De l'importance d'ouvrir l'oreille,

J'étais alors interne aux urgences. Comme dans beaucoup de services d'urgences, il y avait des habitués. Lui, c'était l'habitué de fin d'après midi. Dialysé, une histoire gastrique pas claire, altéré par la vie. Il venait régulièrement, en fin de journée, hurler qu'il avait mal au ventre. "De la morphine", c'était à peu près ses seuls mots. Pour l'équipe, c'était une sorte d'addiction aux opiacés, un shoot à venir chercher lorsqu'il n'avait pas sa dose.

J'avais vu plusieurs fois son nom sur le logiciel. La première fois que j'avais du prendre en charge son dossier, j'avais appelé son néphrologue et le gastro-entérologue qui avait fait la dernière fibroscopie pour y voir plus clair. Ils étaient rassurants. Il avait des douleurs chroniques, il fallait le soulager, c'était tout. La sénior m'avait briefée, un peu d'antalgiques dans la perfusion et retour maison. On faisait quand même le point sur sa douleur abdominale, vérifier les marqueurs rénaux et hépatiques, histoire de ne pas passer à côté d'un truc. 

Il y a eu un soir, et puis d'autres. Une fois, avec une certaine exaspération de voir ce nom réapparaître sur l'écran, l'équipe proposait de faire une "titration de sérum physiologique", autrement dit, administrer du placebo en faisant croire qu'on administrait de la morphine. En dehors des considérations éthiques de cette pratique, j'étais curieuse d'en voir les effets. D'une certaine manière, j'espérais que l'équipe aurait tort, que ça ne marcherait pas, parce que je ne cautionnais pas. 

Ce n'est pas exactement ce qui s'est passé ce soir là. Comme beaucoup de soirs, après la perfusion, il s'est endormi, soulagé. Il dormait, ne criait plus pour demander les précieux opioïdes. Il s'était passé un truc qui m'était incompréhensible. Le sérum physiologique le soulageait autant que la morphine. J'ai voulu comprendre. J'avais fini ma journée, passé le relais des autres patients à l'équipe de garde, mais là, il fallait faire quelque chose. J'ai pris le temps, quelque chose d'important venait de se jouer, et il fallait saisir ce moment. 
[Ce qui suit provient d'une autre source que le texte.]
PR #10896, opened 2025-02-22
Automatically expand long comments when exporting to PDF.

### LINKED ISSUE #10892: Long comments are truncated in the PDF-export
- Report comments
- Subject comments
- Metric comments
- Measurement entity comments

fniessink:
Fixes #10892.

### DIFF
--- a/components/frontend/src/widgets/DivWithHTML.css
+++ b/components/frontend/src/widgets/DivWithHTML.css
@@ -1,0 +1,8 @@
+@media print {
+    /* Make sure no scrollbar appears and the HTML content is printed completely */
+    .with-html {
+        height: auto !important;
+        overflow: visible !important;
+        resize: none !important;
+    }
+}
--- a/components/frontend/src/widgets/DivWithHTML.jsx
+++ b/components/frontend/src/widgets/DivWithHTML.jsx
@@ -1,3 +1,5 @@
+import "./DivWithHTML.css"
+
 import { createRef, useLayoutEffect, useState } from "react"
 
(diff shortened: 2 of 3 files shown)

Je suis allée le voir. Il était soulagé, apaisé, on a parlé. Je lui ai expliqué, comme j'ai pu, ce qui venait de se passer. Le mensonge sur les médicaments administrés, et leur effet sur sa douleur. Cherché à comprendre ce qui le poussait à revenir ici, encore et encore, et ce qu'était cette douleur. C'est là qu'il m'a dit. Il venait dormir. Les urgences était ce lieu reposant où il pouvait dormir en sécurité. Hors de ces lieux, son sommeil était agité par son passé de violences sur son trajet migratoire, par les tortures subies. La discussion a duré longtemps. La douleur, c'était seulement le reflet de son passé qui se réveillait.

Après ça, je lui ai proposé de rencontrer le psychiatre de garde, il a accepté. Je ne l'ai plus jamais revu. Je ne sais pas si il n'a plus consulté pour ce motif, dans ces urgences ou ailleurs, si il a pu être apaisé durablement ou non.  Ce jour là, en plus de  dormir, il a eu une écoute sur ce que signifiait sa douleur, ouvrant une nouvelle option sur sa prise en charge. J'espère que l'accompagnement proposé a été une solution vers une forme d'apaisement. Ce que j'ai retenu, de ces soirées là, c'était que de garder l'écoute, malgré nos présupposés, la fatigue, le contexte... peut changer une prise en charge et ouvrir d'autres perspectives, et accueillir une réalité qu'on n'avait parfois pas imaginé.